=== Problem to solve ===
Nothing but the lines from the one containing "PR #496, opened 2018-08-09" through the one containing "Looks good and", both included, should be given again, each exactly as written below.

=== Data extract ===
Issue #491, opened 2018-08-07
User Management | Add list of Government users to Admin section (IDIR only) |2|


amichard:
https://trello.com/c/4NBoDQH1/739-user-management-add-list-of-government-users-to-admin-section-idir-only-2

This card is to add a list of Government users to the Administration page, similarly to how we show fuel supplier users on the Company Details page. 

**Scenario:**
GIVEN that I am a Gov't user
AND I am on the administration page
WHEN I click on the Users tab
THEN I am shown a Users table similar to what appears on the Company Details page for BCeID users

**Columns to include (same as BCeID users)**:

- Name
- Role(s)
- Email
- Phone
- Status

amichard:
![](https://github.trello.services/images/mini-trello-icon.png) [User Management | Add list of Government users to Admin section (IDIR only) |2|](https://trello.com/c/4NBoDQH1/739-user-management-add-list-of-government-users-to-admin-section-idir-only-2)

PR #492, opened 2018-08-07
Added Users Tab in Admin

amichard:
#491 

Added the Users Tab in Admin

Changelog:
- Cleaned up routes.js
- Merged the routes for Credit Transaction History, Historical Data Admin into Admin.js
- Added user routes into admin.js
- Added another route for the UserDetailsContainer


amichard:
[User Management | Add list of Government users to Admin section (IDIR only) |2|](https://trello.com/c/4NBoDQH1/739-user-management-add-list-of-government-users-to-admin-section-idir-only-2)

Issue #495, opened 2018-08-09
Credit Transfer | Allow exporting raw Fuel Supplier data to Excel-based format (IDIR users only) |8|


amichard:
https://trello.com/c/2JMF4QID/722-credit-transfer-allow-exporting-raw-fuel-supplier-data-to-excel-based-format-idir-users-only-8

**Story:** As an IDIR user, I want to be able to export Fuel Supplier company balances into an excel spreadsheet-friendly format. 

**Scenario 1:**
GIVEN that I am an IDIR user
AND I am on the Fuel Suppliers tab
WHEN I click on the export button (design TBD)
THEN I an excel-friendly file is downloaded
AND the file contains all of the relevant data for all of the Fuel Suppliers in the Fuel Suppliers table (relevant data is listed in the Information section below)

**Information:**
The following data from the Fuel Suppliers table should be exported into a spreadsheet-friendly format:

- ID
- Company Name
- Credit Balance
- Status
- Actions

Wherever possible, we should try to keep the format of the exported data the same or as similar as possible to how the data is displayed in the Fuel Suppliers table within TFRS.

**NOTE: If possible, for IDIR users, it would be great if the export function for this card and for [Card 713](https://trello.com/c/WWxN3YJ3/713-credit-transfer-allow-exporting-raw-credit-transaction-data-to-excel-based-format-idir-bceid-users) could be combined. Meaning, when I export credit transaction data ([Card 713](https://trello.com/c/WWxN3YJ3/713-credit-transfer-allow-exporting-raw-credit-transaction-data-to-excel-based-format-idir-bceid-users)) I also get the fuel supplier table data (from this card) and vice versa. **

**Demo:**

- For an IDIR user, export the Fuel Supplier data and show the excel-friendly file

Issue #494, opened 2018-08-09
Credit Transfer | Allow exporting raw credit transaction data to Excel-compatible format (IDIR & BCeID users) |8|


amichard:
https://trello.com/c/WWxN3YJ3/713-credit-transfer-allow-exporting-raw-credit-transaction-data-to-excel-compatible-format-idir-bceid-users-8

**Story:** As a TFRS user, I want to be able to export the credit transaction data into an excel spreadsheet-friendly format. 

**Scenario 1 (IDIR):**
GIVEN that I am an IDIR user
AND I am on the Credit Transactions screen
WHEN I click on the export button (design TBD)
THEN I an excel-friendly file is downloaded
AND the file contains all of the relevant data for all credit transactions in the credit transaction table (relevant data is listed in the Information section below)

**Scenario 2 (BCeID):**
GIVEN that I am a BCeID user
AND I am on the Credit Transactions screen
WHEN I click on the export button (design TBD)
THEN I an excel-friendly file is downloaded
AND the file contains all of the relevant data for my company's credit transactions in the credit transaction table (relevant data is listed in the Information section below)

NOTE: for BCeID users, the data exported should only be the credit transactions that show in their credit transactions table (the transactions that pertain to their organization) 

**Information:**
The following data from credit transactions should be exported into a spreadsheet-friendly format:

- Transaction ID
- Compliance Period
- Type
- Credits From
- Credits To
- Quantity of Credits
- Value per Credit
- Status
- Effective / Approval date (if applicable)
- Comments (**talk to PO if pulling comments becomes problematic**)

Wherever possible, we should try to keep the format of the exported data the same or as similar as possible to how the data is displayed in the Credit Transactions table within TFRS.

**Demo:**

- For an IDIR user, export the credit transaction data and show the excel-friendly file
- For a BCeID user, export the credit transaction data and show the excel-friendly file

amichard:
![](https://github.trello.services/images/mini-trello-icon.png) [Credit Transfer | Allow exporting raw credit transaction data to Excel-compatible format (IDIR & BCeID users) |8|](https://trello.com/c/WWxN3YJ3/713-credit-transfer-allow-exporting-raw-credit-transaction-data-to-excel-compatible-format-idir-bceid-users-8)

PR #496, opened 2018-08-09
Export as Spreadsheet for Credit Transfers and Fuel Suppliers

amichard:
#494  #495

Added export functionality for Credit Transfers and Fuel Suppliers

Changelog:
- Created SpreadSheet Builder service
- Added Download as Spreadsheet button to Credit Transactions
- Added Download as Spreadsheet button to Fuel Suppliers

### DIFF
--- a/backend/api/services/SpreadSheetBuilder.py
+++ b/backend/api/services/SpreadSheetBuilder.py
@@ -1,0 +1,115 @@
+import xlwt
+
+
+class SpreadSheetBuilder(object):
+    """
+    Class to build spreadsheets
+    """
+    def __init__(self):
+        self.workbook = xlwt.Workbook(encoding='utf-8')
+
+    def add_credit_transfers(self, credit_trades):
+        """
+        Adds a spreadsheet for credit transfers
+        """
+        worksheet = self.workbook.add_sheet("Credit Transfers")
+        row_index = 0
+
+        columns = [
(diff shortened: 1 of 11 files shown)


amichard:
[Credit Transfer | Allow exporting raw credit transaction data to Excel-compatible format (IDIR & BCeID users) |8|](https://trello.com/c/WWxN3YJ3/713-credit-transfer-allow-exporting-raw-credit-transaction-data-to-excel-compatible-format-idir-bceid-users-8)

amichard:
[Credit Transfer | Allow exporting raw Fuel Supplier data to Excel-based format (IDIR users only) |8|](https://trello.com/c/2JMF4QID/722-credit-transfer-allow-exporting-raw-fuel-supplier-data-to-excel-based-format-idir-users-only-8)

plasticviking:
Looks good and works well. My one comment is an architectural one:

Generally, my experience is that heavy reports are handled asynchronously (request generation, pickup report as two different requests), and possibly by another server instance across a service bus, or by a scheduled single-threaded executor or similar. While I don't think we're in danger yet, generating and buffering large XLS files has the potential to be a significant resource drain on the server, especially if a bunch of them happen at once.

My opinion is that we should perhaps let this one in as-is but make a point of evaluating the technical debt associated with not developing a more robust reporting solution, especially if other reporting features are required. 

In local-testing on my machine, this version of the script allocated 150mb more memory than upstream/master during `test`.

Rob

=== Your solution ===
PR #496, opened 2018-08-09
Export as Spreadsheet for Credit Transfers and Fuel Suppliers

amichard:
#494  #495

Added export functionality for Credit Transfers and Fuel Suppliers

Changelog:
- Created SpreadSheet Builder service
- Added Download as Spreadsheet button to Credit Transactions
- Added Download as Spreadsheet button to Fuel Suppliers

### DIFF
--- a/backend/api/services/SpreadSheetBuilder.py
+++ b/backend/api/services/SpreadSheetBuilder.py
@@ -1,0 +1,115 @@
+import xlwt
+
+
+class SpreadSheetBuilder(object):
+    """
+    Class to build spreadsheets
+    """
+    def __init__(self):
+        self.workbook = xlwt.Workbook(encoding='utf-8')
+
+    def add_credit_transfers(self, credit_trades):
+        """
+        Adds a spreadsheet for credit transfers
+        """
+        worksheet = self.workbook.add_sheet("Credit Transfers")
+        row_index = 0
+
+        columns = [
(diff shortened: 1 of 11 files shown)


amichard:
[Credit Transfer | Allow exporting raw credit transaction data to Excel-compatible format (IDIR & BCeID users) |8|](https://trello.com/c/WWxN3YJ3/713-credit-transfer-allow-exporting-raw-credit-transaction-data-to-excel-compatible-format-idir-bceid-users-8)

amichard:
[Credit Transfer | Allow exporting raw Fuel Supplier data to Excel-based format (IDIR users only) |8|](https://trello.com/c/2JMF4QID/722-credit-transfer-allow-exporting-raw-fuel-supplier-data-to-excel-based-format-idir-users-only-8)

plasticviking:
Looks good and works well. My one comment is an architectural one:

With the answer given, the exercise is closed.